The entries below contain a line with "encoding asset URIs" and a line with "Closes #1353". Quote exactly those two lines and all lines between them.
________________________
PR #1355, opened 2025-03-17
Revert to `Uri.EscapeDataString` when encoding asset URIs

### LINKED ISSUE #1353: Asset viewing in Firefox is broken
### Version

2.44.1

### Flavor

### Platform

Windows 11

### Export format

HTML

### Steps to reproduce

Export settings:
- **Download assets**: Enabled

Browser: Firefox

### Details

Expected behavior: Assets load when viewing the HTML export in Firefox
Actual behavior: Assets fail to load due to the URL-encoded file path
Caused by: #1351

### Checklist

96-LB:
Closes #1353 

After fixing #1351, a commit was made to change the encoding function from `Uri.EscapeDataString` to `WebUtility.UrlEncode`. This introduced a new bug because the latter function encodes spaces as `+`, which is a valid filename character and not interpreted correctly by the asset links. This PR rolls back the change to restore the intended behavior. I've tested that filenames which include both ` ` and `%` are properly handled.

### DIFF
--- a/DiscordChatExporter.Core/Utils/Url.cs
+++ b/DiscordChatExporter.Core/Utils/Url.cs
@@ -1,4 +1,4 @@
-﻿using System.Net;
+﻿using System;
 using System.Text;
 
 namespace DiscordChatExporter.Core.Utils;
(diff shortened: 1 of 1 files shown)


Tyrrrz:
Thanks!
________________________
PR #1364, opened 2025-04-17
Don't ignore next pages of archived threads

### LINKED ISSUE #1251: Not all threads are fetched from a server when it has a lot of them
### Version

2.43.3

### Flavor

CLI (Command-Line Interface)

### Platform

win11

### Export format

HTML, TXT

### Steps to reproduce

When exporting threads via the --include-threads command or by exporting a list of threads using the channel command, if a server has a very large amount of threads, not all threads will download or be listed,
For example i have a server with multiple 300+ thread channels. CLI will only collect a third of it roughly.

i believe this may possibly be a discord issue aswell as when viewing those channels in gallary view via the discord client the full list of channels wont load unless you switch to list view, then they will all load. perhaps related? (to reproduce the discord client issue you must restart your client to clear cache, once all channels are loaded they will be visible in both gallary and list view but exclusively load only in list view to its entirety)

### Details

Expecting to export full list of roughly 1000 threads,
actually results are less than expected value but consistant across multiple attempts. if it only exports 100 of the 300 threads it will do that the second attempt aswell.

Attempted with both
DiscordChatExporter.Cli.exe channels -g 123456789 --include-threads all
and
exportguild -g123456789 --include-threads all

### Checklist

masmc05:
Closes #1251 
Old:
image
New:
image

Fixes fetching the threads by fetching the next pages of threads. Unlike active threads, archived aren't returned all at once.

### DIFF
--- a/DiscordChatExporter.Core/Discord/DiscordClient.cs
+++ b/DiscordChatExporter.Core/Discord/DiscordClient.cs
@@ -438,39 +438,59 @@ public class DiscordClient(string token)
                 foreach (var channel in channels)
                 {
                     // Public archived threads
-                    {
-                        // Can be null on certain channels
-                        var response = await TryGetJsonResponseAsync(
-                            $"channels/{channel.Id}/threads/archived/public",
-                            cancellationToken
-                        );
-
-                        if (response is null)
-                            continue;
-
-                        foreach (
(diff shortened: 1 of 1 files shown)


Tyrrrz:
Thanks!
________________________
RESPONSE TO THIS TASK |
Revert to `Uri.EscapeDataString` when encoding asset URIs

### LINKED ISSUE #1353: Asset viewing in Firefox is broken
### Version

2.44.1

### Flavor

### Platform

Windows 11

### Export format

HTML

### Steps to reproduce

Export settings:
- **Download assets**: Enabled

Browser: Firefox

### Details

Expected behavior: Assets load when viewing the HTML export in Firefox
Actual behavior: Assets fail to load due to the URL-encoded file path
Caused by: #1351

### Checklist

96-LB:
Closes #1353 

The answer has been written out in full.